Don and Tess Le Lievre at their beloved Louth races. The couple turned the races into an outback success with a strong committee. Photo by Virginia Harvey.

Don and Tess Le Lievre at their beloved Louth races. The couple turned the races into an outback success with a strong committee. Photo by Virginia Harvey.

Snitzel tops 

A chestnut colt by multiple champion Australian sire Snitzel, from Melbourne stakes winner Walk With Attitude, topped the Magic Millions National Yearling Sale at the Gold Coast last week. Sold for $500,000 via John Muir's Milburn Creek, Wildes Meadow in the Southern Highlands, the colt went to big National Sale buyer Suman Hedge Bloodstock, Victoria.

Second top was a Capitalist filly at $340,000, which was offered and sold by his breeder former star jockey Scott Seamer, winner of many Group 1 races including the Caulfield/Melbourne Cup double aboard Ethereal. The filly sold to Gold Coast trainer Kacy Fogden.
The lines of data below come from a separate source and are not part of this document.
Issue #2204, opened 2026-07-25
Data remediation after #2187: ledger tie-out, FX revaluation and CNB rate ingestion have never run — assess and backfill the historical gap


JiRaska:
## Why this exists

#2187 (PRs #2190, #2191, #2194) fixed the `HR000068` scheduler defect. Those PRs make the jobs **run from now on**. They do not address the fact that the jobs **never ran at all**, for as long as each has existed.

Confirmed affected, each with a revert-proof IT showing the job did literally nothing before the fix:

| service | job | what never happened |
|---|---|---|
| ledger | `TieOutScheduler.runTieOut` | the daily ledger tie-out control has never executed |
| ledger | `FxRevaluationScheduler.revalueDaily` | no FX revaluation has ever been posted |
| fx | `CnbRateIngestionScheduler.ingestDailyFixing` | the CNB daily fixing has never been ingested on schedule |
| billing | `BillingCycleScheduler.sweep` | latent only — off by default, no-ops without a batch |

The fx job's own `catch` swallowed the exception into a single ERROR line, so there was no crash and no alert.

## What needs deciding and doing

1. **Establish the window.** For each job, when was it introduced, and has any *other* path produced its output in the meantime? The fx rates may well be arriving via a manual or API route; the tie-out and revaluation may have no substitute at all. Do not assume — check the data.
2. **Assess the financial consequence.** FX revaluation is a posting job: if it has never run, the ledger carries unrevalued FX positions, and the size of that is a number someone has to produce. The tie-out is a *control*, so its absence means the control has never fired, not that data is wrong — but it also means nothing has been verifying what the control exists to verify. That interacts with the ~220k CZK ledger⇄sub-ledger drift already known from the balance-reconciliation work (#856).
3. **Decide on backfill.** Whether to backfill revaluation postings historically, or to revalue as-of-today and document the discontinuity, is a money-path accounting decision — not an engineering one. It needs the owner.
4. **Watch the first live runs.** These crons have never succeeded in production. The first real execution of each should be observed rather than assumed — especially the tie-out, which may report a large first-run discrepancy precisely because it has never run.

## Related structural gap

`quarkus.scheduler.enabled: false` under `%test` in both ledger and billing is *why* this class of defect is structurally invisible in those services: it leaves only direct method calls, which supply the exact Vert.x context the real scheduler does not. The new ITs re-enable it deliberately. Worth checking which other services disable the scheduler in test.

[...]

PR #2917, opened 2026-07-31
fix(fx): point the ČNB fixing ingestion at the URL that actually serves it

JiRaska:
## What

`openbank-fx-service`'s ČNB fixing URL was a **404** and had been for the whole life of the service. The path segment `kurzy-devizoveho-trhu` appears **twice** in ČNB's URL (section, then page); the config carried it once.

Measured from the `fx` namespace on the sandbox:

```
== 404  .../kurzy-devizoveho-trhu/kurzy/denni_kurz.txt              <- configured
== 200  .../kurzy-devizoveho-trhu/kurzy-devizoveho-trhu/denni_kurz.txt   "31.07.2026 #146"
```

`?date=DD.MM.YYYY` works on the correct URL too, so the historical backfill path in `POST /api/v1/fx/cnb/ingest` is mechanically available.

## Why nothing reported it

Every layer was green, and each for a defensible reason:

| layer | what it saw |
|---|---|
| rest-client + `@CircuitBreaker` | a 404 is a valid HTTP response — success |
| `CnbFixingParser` | rejected the 58 KB HTML error page ČNB serves |
| `CnbRateIngestionScheduler` | caught it, logged **one** ERROR line, returned |
| `FxRevaluationService` | no valid `source = CNB` rate, "skipping its revaluation leg", `posted = false` |

The last row is the one that matters: a successful-looking run of a job that revalued nothing. The only evidence anywhere was `fx_rates` not growing, and nothing alerts on a table not growing.

So #2191 made the job *run* (the #2187 `HR000068` fix — the deployed image is `sandbox-398a0433`, which **is** that commit), and it has failed silently every day since. On the sandbox the newest rate of any source is `2026-06-15` (46 days stale) and `source = CNB` has 3 rows, all seeded at the same `created_at` as the synthetic `INTERNAL` seed.

## The gate

A third-party URL in `application.yaml` is unfalsifiable by every test layer this repo has: a unit test stubs the client, an IT serves a local fixture, and a consumer pact answers whatever path it is asked for (#2283). The upstream is a foreign government feed with no pact. Fetching it is the only thing that can be wrong out loud.

`check-external-feeds.py` has two halves in **deliberately different lanes**:

- **DRIFT** — offline, deterministic, **enforced in `Validate manifests`**. Every third-party URL in an `openbank-*/src/main/resources/application.yaml` is either declared in `FEEDS` (probed) or in `NOT_PROBED` (with a reason). The declaration holds **no copy of the URL**: it names the YAML path and the probe reads the value out of the committed file, so the fix and the check cannot drift apart — the vacuity that made `ProductCatalogPactConsumerTest` unable to fail.
- **LIVENESS** — daily, fetches each feed and asserts the payload's **shape**, not its status code. Never blocks a merge; a third party having a bad day must not wedge the repo. A dead feed escalates onto #2204 (refreshing one comment, not stacking one per day).

Exit codes keep `2` (dead feed) and `3` (probe could not run) apart from `0`, because this whole issue is what happens when a broken thing's silence reads as health.

## Falsification

Not trusting a green — each half was run against a case it MUST flag:

- `--self-test`: 10/10, including `cnb_fixing` rejecting the exact ČNB 404 HTML page, an empty 200, a header with no rate lines, and a plausible-but-wrong `YYYY-MM-DD` header.
- drift, undeclared URL: added a bogus `https://…` to the fx YAML → flagged with file:line.
- drift, broken declaration: typo'd `yaml_path` → `no longer resolves … the probe would test nothing`.
- liveness, real internet: `cnb-daily-fixing` **OK**, `cnb-bank-registry` **DEAD (404)**, exit 2.

The first pass at the internal-host rule classified 15 in-cluster `http://svc.ns:port` URLs as third-party feeds; `is_internal` is now narrow and documented, and `https://` is external without exception.

## What this found on the way

**A second dead ČNB URL.** `openbank-customer-edge`'s bank registry `https://apl.cnb.cz/apljerrpp/jerr_banky.xml` is also a 404. `CnbBanksClient` falls back to an embedded `/banks.json`, so it degrades to a **frozen bank list** rather than an outage — which is exactly why nobody noticed. Declared and reported here, **not fixed**: the replacement endpoint needs deciding, not guessing. Filed separately.

## Not done here

- `rules.yaml` is untouched on purpose. Editing it restamps every service's OPA bundle (~44–65 files) and gives this PR a shelf life measured in hours; the rule is enforced in a required check either way. Say the word and it goes in a follow-up.
- The rate **backfill** (`POST /api/v1/fx/cnb/ingest?date=…` per business day) is sequenced *after* this merges and deploys — backfilling against a 404 would do nothing.

Refs #2204, #2187, #2191, #2283.

### DIFF
--- a/.github/scripts/check-external-feeds.py
+++ b/.github/scripts/check-external-feeds.py
@@ -1,0 +1,399 @@
+#!/usr/bin/env python3
+# SPDX-License-Identifier: Apache-2.0
+# Copyright (c) OpenBank contributors. Licensed under the Apache License, Version 2.0.
+#
+# External public-feed watch: catch a dead third-party data feed before a money-path job
+# silently stops producing (issue #2204).
+#
+# WHY THIS EXISTS
+#   `openbank-fx-service` ingests the statutory ČNB daily fixing from a public text feed. On
+#   2026-07-31 that feed's configured URL was a 404 — one path segment short — and had been for
+#   the whole life of the service. ČNB serves the 404 as a 58 KB HTML page, `CnbFixingParser`
+#   rejects it, and `CnbRateIngestionScheduler`'s catch swallows the exception into a single
+#   ERROR line. So:
+#
+#     * every layer was green. The scheduler fired (after #2187 fixed HR000068), the rest-client
+#       resolved, the circuit breaker never opened — a 404 is a perfectly good HTTP response.
+#     * the ONLY evidence was an absence: `fx_rates` stopped gaining `source = CNB` rows. Nothing
+#       alerts on a table not growing.
+#     * downstream, `FxRevaluationService` reads `findLatestBySource(... validTo > now)`, gets
+#       `null`, logs "No ČNB rate for EUR/CZK — skipping its revaluation leg", and returns
+#       `posted = false`. A successful-looking run of a job that revalued nothing.
+#
+#   A URL in a config file is not covered by any test in this repo, by construction: a unit test
+#   stubs the client, an IT serves a local fixture, and a consumer pact answers whatever path it
+#   is asked for (the #2283 lesson — only the real provider can falsify a path). The upstream here
+#   is a foreign government feed with no pact and no contract; the only thing that can falsify its
+#   URL is fetching it.
+#
+# WHAT IT CHECKS
+#   1. DRIFT, both directions, offline — this half is PR-BLOCKING.
+#        Every external `http(s)://` URL in a scanned `application.yaml` must be either
+#        (a) declared in FEEDS, so it is probed, or
+#        (b) declared in NOT_PROBED with a reason it cannot be.
+#        A new external dependency added without either is a feed this watch would silently know
+#        nothing about while still passing. This is the repo's derived-scope rule: a gate whose
+#        coverage set is maintained separately from the artifacts it covers reads as *passing*
+#        when the set is short, never as *unchecked*.
+#
+#        FEEDS holds NO copy of the URL. It names the YAML path (`quarkus.rest-client.cnb-feed.url`)
+#        and the probe reads the value out of the committed file. A second copy would move together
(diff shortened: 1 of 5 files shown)


JiRaska:
Follow-up detail found while arming the backfill, worth recording against this PR's own claim.

The PR body says the `@CircuitBreaker` never opened. That is true, and the reason is sharper than "a 404 is a valid response": **at the scheduler's cadence the breaker was structurally unable to open.**

`CnbRateProviderAdapter` declares `requestVolumeThreshold = 4, failureRatio = 0.5`. `CnbRateIngestionScheduler` makes exactly **one** call per day. A rolling window that needs 4 requests before it will evaluate a failure ratio can never be filled by a once-daily caller, so the breaker sat closed through 46 consecutive failures and would have sat closed indefinitely.

Measured accidentally and then deliberately: calling `POST /api/v1/fx/cnb/ingest` by hand several times in a row **did** trip it —

```
org.eclipse.microprofile.faulttolerance.exceptions.CircuitBreakerOpenException:
  com.openbank.fx.infrastructure.client.CnbRateProviderAdapter#fetchWithResilience circuit breaker is open
```

— which is the same adapter, the same upstream and the same 404. The only variable was call volume.

Generalisation worth keeping: **fault-tolerance annotations sized for request traffic are inert on a daily scheduler.** A `requestVolumeThreshold` above 1 on a once-a-day path is not a weaker signal, it is no signal — the resilience posture reads as present in code review and cannot fire in production. Nothing is changed here (opening a breaker would not have alerted anyone either — that is what the feed watch is for), but it is the reason the "resilient adapter" in this file bought nothing against the defect it was facing.

The backfill runner also records this, since a human replaying 36 dates in a loop *will* trip the breaker on the first bad date and should not read that as the feed being down.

Book One of the yearlings grossed over $14.5 million for an average $59,000 via the 247 lots sold from 379 offered. Vinery Stud's filly by its champion sire More Than Ready, from Group 1 Redoute's Choice mare Allez Wonder, fetched $300,000 at third top.

Book two of the yearling section saw 92 lots average $12,220 for gross sales of over $1.1m. Its top - at $95,000, was for a half-sister to stakes winner Jami Lady, the filly being by Coolmore Stud's Pride Of Dubai.